Also, dann mal los, dachte Humboldt und nahm die ersten Meter mit großen Schritten. Doch schon beim folgenden Anstieg, der es gleich in sich hatte, spürte er seine Oberschenkel heftig brennen. Hätte er sich doch intensiver aufwärmen und vielleicht den einen oder anderen Plausch weglassen sollen? Aber seitdem er mit Christin häufiger im Zittauer Gebirge unterwegs war, kannte er doch eine Menge Leute. Und wann kam er schon mal dazu, sich so entspannt zu unterhalten? Da musste er jetzt durch.

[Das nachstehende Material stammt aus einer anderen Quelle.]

PR #1908, opened 2026-08-13
[Maintain][Bench] Trim timing.py comments to what still holds

lcy-seso:
Comments in `benchmarks/timing.py` that no longer match the code.

`_l2_flush_cache` was declared twice, and a divider plus one comment named a benchmark
protocol and an input pool that are both gone.

The budget comment claimed a short kernel gets many samples and a long one few. On the CI
card the L2 flush costs 43.3 us alone, so a 6.5 us and a 28.2 us kernel both calibrate near
it and both clamp to `_MAX_ITERS` — 200 warmup, 200 repeat, identical. The comment now says
that, and that the flush is in the calibrated cost but not in the reading.

Two small cleanups alongside: `bench_kernel` warmed one iteration immediately before the
warmup loop, which opens with the same pair (one fewer warmup iteration, the only behaviour
change), and `_kernel_busy_us` now guards empty input like `_kernel_span_us` does.

`_MAX_ITERS` and the budget semantics are unchanged, so sample values are unchanged.

### DIFF
--- a/benchmarks/timing.py
+++ b/benchmarks/timing.py
@@ -24,8 +24,9 @@ import torch
 
 _logger = logging.getLogger("tileops.bench")
 
-# Per-phase wall-time budgets in ms; iteration counts derive from them, so a
-# short kernel gets many samples and a long one few.
+# Per-phase wall-time budgets in ms, divided by the cost of one cold-isolated iteration.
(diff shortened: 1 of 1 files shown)


lcy-seso:
Folded into #1909 (same commit, authorship preserved) to keep the two benchmark fixes and this trim in one review.

PR #1911, opened 2026-08-14
[Bench] Require a benchmark case to be named

lcy-seso:
109 benchmark cases collect as `sub-shape0-dtype0-output_dtype0` or `1-2-64-4-False-False-dtype0-False`. The id is the workload's name wherever it is read later — nightly report, published page, perf history key — so those name nothing.

Naming is the author's job, so this is a rule and a check, not a generator:

- `.claude/domain-rules/benchmark.md` — every case is named; take it from a manifest `label`, or pass `id=` to `pytest.param`. The name says which scenario the case stands for, not which parameters it holds.
- `benchmarks/tests/test_workload_names.py` — parses the bench files (no GPU, no baseline imports), counts cases with no id, holds each file to today's count. Never raises a number.

Two mechanical parts are fixed here:

- `pytest_make_parametrize_id` renders the values with no readable repr — dtype, shape tuple, boolean — so `shape0-dtype0` reads `1024x4096-float16`. Ids stay the same length as before (median 25, max 85, over 1087 cases, none lost or merged); a case still has no *name* until an author gives it one.
- Seven attention workloads ended their label with the dtype the id already appends, reading `…-fp16-float16`.

The work of naming the 109 is #1912.


lcy-seso:
Folded into #1910 — same commit, one PR instead of two.

Issue #187, opened 2015-02-24
Easy for shortcake field input IDs to conflict


mattheu:
I was testing the checkbox PR and #182 and noticed that if I used the attribute name 'checkbox', then clicking the label didn't focus the checkbox.

This is because the ID conflicts with another field on the page.

A simple fix would be to prefix `id` and `attr` to avoid conflicts. I don't think this will have any other effects.

danielbachhuber:
Let's fix this for v0.2.0 — it would be nice to get out of the way.

PR #278, opened 2015-04-20
Better unique ID

mattheu:
See https://github.com/fusioneng/Shortcake/issues/187

If the ID isn't unique - clicking the inputs label won't always focus it. This could also cause other issues further down the line. 

The problem is that using the attribute name alone isn't a very good way to ensure uniqueness.
- Pass an ID property. 
- As a default - set the ID to `shortcode-ui-%attr%-%cid%`

This should ensure that each field view object will have a unique ID.


mattheu:
Review & merge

Die erste Teilstrecke führte bergauf und bergab über hügelige Wiesen, die von Menschenmengen gesäumt waren. Hier konnte er sich keine Blöße geben und jetzt schon schwächeln, obwohl er am liebsten einen Gang rausgenommen und ein bisschen langsamer gelaufen wäre.
„Humboldt, das hab ich schon schneller gesehen!“ Natürlich hörte er Christins Stimme unter allen anderen heraus. Sie war doch nicht wirklich sauer auf ihn? Als er einen Seitenblick wagte, sah er jedoch, dass sie ihn schelmisch angrinste. „Jetzt versau uns nicht die Staffel, sondern gib mal Gas“, legte sie noch nach, dann war er an ihr vorbei. Die anfeuernde Menge verschluckte allmählich ihr Lachen.

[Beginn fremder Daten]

Issue #123, opened 2015-02-01
Single or multiple post selection list


bobbingwide:
Shortcodes such as [gallery] include parameters which require the user to specify the ID or IDs of the posts to be displayed, included or excluded. 

The logic should allow for parameters which allow multiple values to be specified. 

I have many shortcodes which also support the entry of post IDs. 

It would be nice to have native support for selecting the posts from existing content. 

This requirement may involve interaction with other parameter values that the user chooses: post_type, post_status, etcetera, but it's more likely to be controlled by hidden values.

e.g. For the gallery shortcode the IDs to be displayed in a selection list would be limited to attachments.  

For a shortcode such as [bw_pdf] the selection would be filtered with post_mime_type=attachment/pdf.

danielbachhuber:
> It would be nice to have native support for selecting the posts from existing content.

We actually have an internal Select2 field for selecting one post for a shortcode. I can understand and agree with the appeal of being able to pick multiple posts. We'll keep this in mind as an enhancement.

danielbachhuber:
@bobbingwide we've just added a `post_select` field which permits the selection of a single image. However, galleries aren't easily accommodated. Is it worth opening another issue for media selection?

mattheu:
We should be able to support galleries as part of the attachment field I think. I think we should open a ticket. I've had this request before.

Also related is #244

bobbingwide:
@danielbachhuber OK. I'll have a look and see if I can use it. 
But it's not just attachments are referenced by post ID.

mattheu:
The post select allows you to specify any query you want so should be able to select any post type.

bastienho:
Hi, the same feature for taxonomies or custom lists would be very useful

misfist:
+1 I need multi-select for taxonomies and other lists.

PR #279, opened 2015-04-20
Include post select field

mattheu:
https://github.com/fusioneng/Shortcake/issues/123

This is pretty solid - we've been using it on Fusion.

My one concern is that we're going to have to bundle Select2 into shortcake. 
- Do we have a problem with this?
- Which version should we use? Currently on `3.*` so could be updated to 4.0.
- Can we avoid conflicts with other plugins using it?
- Is it still on the cards to include this in core?


inc/fields/class-field-post-select.php
```diff
@@ -0,0 +1,167 @@
+<?php
+
+class Shortcake_Field_Post_Select {
```
danielbachhuber: This should technically be `Shortcode_UI`. All of our code-level references should be `shortcode-ui` for consistency.

inc/fields/class-field-post-select.php
```diff
@@ -0,0 +1,167 @@
...
+			self::$instance->setup_actions();
+		}
+		return self::$instance;
+	}
+
+	private function setup_actions() {
+
+		add_filter( 'shortcode_ui_fields', array( $this, 'filter_shortcake_fields' ) );
+
+		add_action( 'admin_enqueue_scripts', array( $this, 'action_admin_enqueue_scripts' ), 100 );
```
danielbachhuber: Needs to respect #280

inc/fields/class-field-post-select.php
```diff
@@ -0,0 +1,167 @@
...
+		$nonce               = isset( $_GET['nonce'] ) ? sanitize_text_field( $_GET['nonce'] ) : null;
+		$requested_shortcode = isset( $_GET['shortcode'] ) ? sanitize_text_field( $_GET['shortcode'] ) : null;
+		$requested_attr      = isset( $_GET['attr'] ) ? sanitize_text_field( $_GET['attr'] ) : null;
+		$response            = array( 'posts' => array(), 'found_posts'=> 0, 'posts_per_page' => 0 );
+
+		$shortcodes = Shortcode_UI::get_instance()->get_shortcodes();
+
+		if ( ! wp_verify_nonce( $nonce, 'shortcake_field_post_select' ) ) {
+			wp_send_json_error( $response );
+		}
```
danielbachhuber, line 113: Do we need a capability check in here too?

js/field-post-select.js
```diff
@@ -0,0 +1,196 @@
...
+		}
+
+	} );
+
+	/**
+	 * Extending SUI Media Controller to hide Select2 UI Drop-Down when menu
+	 * changes in Meida modal
+	 * 1. going back/forth between different shortcakes (refresh)
+	 * 2. changing the menu in left column (deactivate)
+	 * 3. @TODO closing the modal.
```
danielbachhuber, line 167: Do we need to address this?

shortcode-ui.php
```diff
@@ -1,7 +1,7 @@
 <?php
 /**
  * Plugin Name: Shortcode UI
- * Version: v0.3-alpha
+ * Version: v0.2.0-dev
```
danielbachhuber: Can you fix this change?

danielbachhuber:
> Do we have a problem with this?

Seems like its utility outweighs the cost. Should it be abstracted to use other types too, like Users and Terms?

> Which version should we use? Currently on 3.\* so could be updated to 4.0.

Not sure of the nuances of one vs another?

> Can we avoid conflicts with other plugins using it?

Not without namespacing it, me thinks. We should enqueue as `select2` and respect when it's already been loaded.

mattheu:
V3 and V4 are not compatable with each other. So lets keep it at version 3. Its done and other people are more likeley to be using this version too. (Including us ;))

danielbachhuber:
> V3 and V4 are not compatable with each other. So lets keep it at version 3. Its done and other people are more likeley to be using this version too. (Including us ;))

Sounds good.

danielbachhuber:
Let me know when this is ready to :ship:

mattheu:
I've removed the code that attempts to destroy the field when you switch or close whilst the field is still open. It just doesn't seem to work.  However I don't think this is neccessarily a blocker - still a useful field and we can spin this off into another ticket

@jitendraharpalani58  I think you wrote this originally? Maybe you can shed some light on it?

danielbachhuber:
> I've removed the code that attempts to destroy the field when you switch or close whilst the field is still open. It just doesn't seem to work

I've reverted. It works in the insert context, but not the edit context.

inc/fields/class-field-post-select.php
danielbachhuber: 1146f8a03d488b8b1988e815b9308b79879e1861

inc/fields/class-field-post-select.php
danielbachhuber, line 113: It looks like `wp_ajax_find_posts()` doesn't have a capability check, so we're good.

Christin hatte den Anfang ihres Teams gebildet und war auf die 1,1 Kilometer lange Schwimmstrecke gegangen. Sie hatte das Wasser in der ersten Verfolgergruppe verlassen und auf Bernd gewechselt, dem 30 Kilometer Mountainbike durchs Gebirge bevorstanden. Noch bis vor ein paar Minuten war Humboldt froh gewesen, den 10- Kilometer-Lauf übernommen zu haben. Schließlich ging er, wenn es die Arbeit zuließ, auch ab und an laufen. Bei seiner Überlegung hatte er nur eine Komponente vergessen: Das Wetter! Als er vorhin kurz auf sein Handy geschaut hatte, zeigte das Display 34 Grad an. Und das spürte er jetzt mit voller Wucht. Mittlerweile hatte er die freie Fläche geschafft und lief jetzt am Campingplatz entlang in den Wald hinein. Hoffentlich wurden die Temperaturen dort ein wenig angenehmer. Wie gut hatten es da die Schwimmer! Und die Mountainbiker konnten wenigstens in der Abfahrt auf etwas Fahrtwind hoffen. Wobei er nicht an die steinigen und mit Wurzeln übersäten Wege denken wollte. Da wiederum kam er zu Fuß besser zurecht.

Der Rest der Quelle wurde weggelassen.